- A revisão mais abrangente sobre cannabis medicinal e saúde mental, publicada no The Lancet, aponta falta de evidências de que canabinóides tratem ansiedade, depressão ou transtorno de estresse pós-traumático.
- O estudo analisou 54 ensaios clínicos randomizados realizados entre 1980 e 2025, considerados o padrão-ouro para testar medicamentos.
- Os efeitos adversos costumam ser leves ou moderados (náusea, fadiga, boca seca), mas os ensaios nem sempre refletem o uso prolongado no mundo real.
- Alguns resultados positivos aparecem em outras condições, como insônia, redução de tiques na Síndrome de Tourette e diminuição de sintomas do autismo; há também indicação de benefício na dependência da cannabis com formulações controladas.
- A conclusão é de que são necessárias pesquisas mais robustas e de longo prazo; a ausência de evidência não é evidência de ausência, e o uso deve ser avaliado com cautela.

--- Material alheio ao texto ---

PR #101, opened 2021-01-25
[FTML-52] Add html and iframe blocks

emmiegit:
This PR adds `[[html]]` and `[[iframe]]` to the parser.

* https://scuttle.atlassian.net/browse/FTML-52
* https://scuttle.atlassian.net/browse/WJ-99
* https://scuttle.atlassian.net/browse/WJ-101

PR #102, opened 2021-01-26
[FTML-69] Allow arbitrary HTML attributes

emmiegit:
This PR accomplishes two things:
* Permits dashes and underscores in block argument keys
* Modifies styled elements to accept an arbitrary map of HTML attributes instead

Wikidot is rather restrictive, sometimes arbitrarily so, about which arguments it will pass on to the final HTML tag being created. Instead of this, it was proposed in [FTML-69](https://scuttle.atlassian.net/browse/FTML-69) to allow any other arguments to be passed into the final `Element` being constructed.

This blocks #101

### DIFF
--- a/ftml/src/parsing/rule/impls/block/parser.rs
+++ b/ftml/src/parsing/rule/impls/block/parser.rs
@@ -385,7 +385,7 @@ where
 
                     // Gather argument key string slice
                     let end = self.current();
-                    self.full_text().slice(&self.log(), start, end)
+                    self.full_text().slice_partial(&self.log(), start, end)
                 };
 
                 // Equal sign
--- a/ftml/src/parsing/rule/impls/block/parser.rs
+++ b/ftml/src/parsing/rule/impls/block/parser.rs
@@ -358,7 +358,7 @@ where
                             // End parsing block head
                             Token::RightBlock => {
                                 args_finished = true;
-                                break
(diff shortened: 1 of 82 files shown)


ftml/src/parsing/rule/impls/block/parser.rs
```diff
@@ -334,18 +339,54 @@ where
...
+                        let current = self.current();
+                        match current.token {
+                            // End parsing block head
+                            Token::RightBlock => {
+                                args_finished = true;
+                                break;
+                            }
+
+                            // End parsing argument key
+                            Token::Whitespace | Token::Equals => break,
```
rossjrw, line 365: Would the distinction between this and end-of-block allow for boolean attributes like a `[[video autoplay]]` that maps to `<video autoplay>`? Not that it matters, because `<video autoplay="true">` is equivalent

rossjrw (approved):

ftml/src/parsing/rule/impls/block/parser.rs
emmiegit: No, this exists because we consume an optional whitespace afterwards, and the key ends either when it hits ` ` or `=`.

Presently all arguments require an associated value.

emmiegit:
thanks @rossjrw

PR #104, opened 2021-01-28
Add new miscellaneous blocks to parser

emmiegit:
This implements the following issues:

* [FTML-13](https://scuttle.atlassian.net/browse/FTML-13)
* [FTML-14](https://scuttle.atlassian.net/browse/FTML-14)
* [FTML-47](https://scuttle.atlassian.net/browse/FTML-47)

Which adds the following new blocks:
* `[[radio]]` - produces a radio button
* `[[checkbox]]` - produces a checkbox
* `[[hidden]]` - produces a hidden span (equivalent to `<span style="display: none;">`)
* `[[invisible]]` - produces an invisible span (equivalent to `<span style="color: transparent;">`)
and abstract syntax tree JSON tests for each.


ftml/src/parsing/rule/impls/block/blocks/checkbox.rs
```diff
@@ -0,0 +1,56 @@
...
+    in_head: bool,
+) -> ParseResult<'r, 't, Element<'t>> {
+    debug!(
+        log,
+        "Parsing checkbox block";
+        "in-head" => in_head,
+        "name" => name,
+    );
+
+    assert_eq!(special, false, "Checkboxes don't allow special variant");
```
rossjrw: A special variant could start pre-checked (or some other syntax for that)

ftml/src/parsing/rule/impls/block/blocks/hidden.rs
```diff
@@ -0,0 +1,60 @@
...
+ * along with this program. If not, see <http://www.gnu.org/licenses/>.
+ */
+
+use super::prelude::*;
+
+pub const BLOCK_HIDDEN: BlockRule = BlockRule {
+    name: "block-hidden",
+    accepts_names: &["hidden"],
+    accepts_special: false,
+    accepts_newlines: false,
```
rossjrw: This means that it only works inline, right? What if the user wants to hide a couple of paragraphs, for whatever misguided reason?

ftml/src/parsing/rule/impls/block/blocks/hidden.rs
```diff
@@ -0,0 +1,60 @@
...
+
+    let arguments = parser.get_head_map(&BLOCK_HIDDEN, in_head)?;
+
+    // Get body content, without paragraphs
+    let (elements, exceptions) = parser.get_body_elements(&BLOCK_HIDDEN, false)?.into();
+
+    let element = Element::StyledContainer(StyledContainer::new(
+        StyledContainerType::Hidden,
+        elements,
+        arguments.to_hash_map(),
```
rossjrw, line 56: Does [[hidden]] have any arguments? If not, does this just pass any arguments through to whatever html is produced?

rossjrw (approved):

ftml/src/parsing/rule/impls/block/blocks/hidden.rs
emmiegit: Oh right this is a good catch, I forgot to set these.

ftml/src/parsing/rule/impls/block/blocks/hidden.rs
emmiegit: Yeah, it just passes through arguments like it were a `[[span]]`.

ftml/src/parsing/rule/impls/block/blocks/checkbox.rs
ammongit: I'm not sure what you mean. The checks here are asserts (meaning the program will crash) as safety, since the block rule should've already checked if special blocks are accepted.

emmiegit: Oh that's a good idea. I'll also add this for radio buttons too.

emmiegit:
thanks @rossjrw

O estudo mais completo já feito sobre cannabis medicinal e saúde mental concluiu que não há evidência suficiente de que canabinóides tratem ansiedade, depressão ou transtorno de estresse pós-traumático. A pesquisa revisou CBD e THC em diferentes transtornos.
Foram analisados 54 ensaios clínicos randomizados, realizados entre 1980 e 2025. Esses estudos são considerados o padrão-ouro para testar a eficácia de medicamentos. As conclusões são conservadoras sobre benefícios.
As evidências disponíveis indicam que os efeitos adversos são geralmente leves ou moderados, como náusea, fadiga e boca seca. Contudo, nem todos os ensaios refletem o uso prolongado no mundo real.
Riscos e limitações
Mesmo com resultados positivos em algumas condições, as evidências continuam limitadas. Muitos estudos são pequenos ou de baixa qualidade, o que dificulta avaliações definitivas de segurança e eficácia.
Alguns achados mostram melhoria da insônia, redução de tiques em síndromes como a de Tourette e diminuição de sintomas do autismo. Esses efeitos aparecem em contextos específicos de estudo.
Algumas evidências sugerem que fármacos canabinóides podem ajudar no tratamento da dependência da própria cannabis, desde que usados em formulações controladas.
Conclusões de uso e futuras pesquisas
A ausência de evidência não comprova ausência de efeito. O estudo afirma apenas que faltam provas robustas para confirmar eficácia. Pesquisas mais longas e rigorosas são necessárias.
Os autores ressaltam a necessidade de estudos com desenho aperfeiçoado e follow-up extendido. Sem dados sólidos, o uso para transtornos mentais deve ser avaliado com cautela.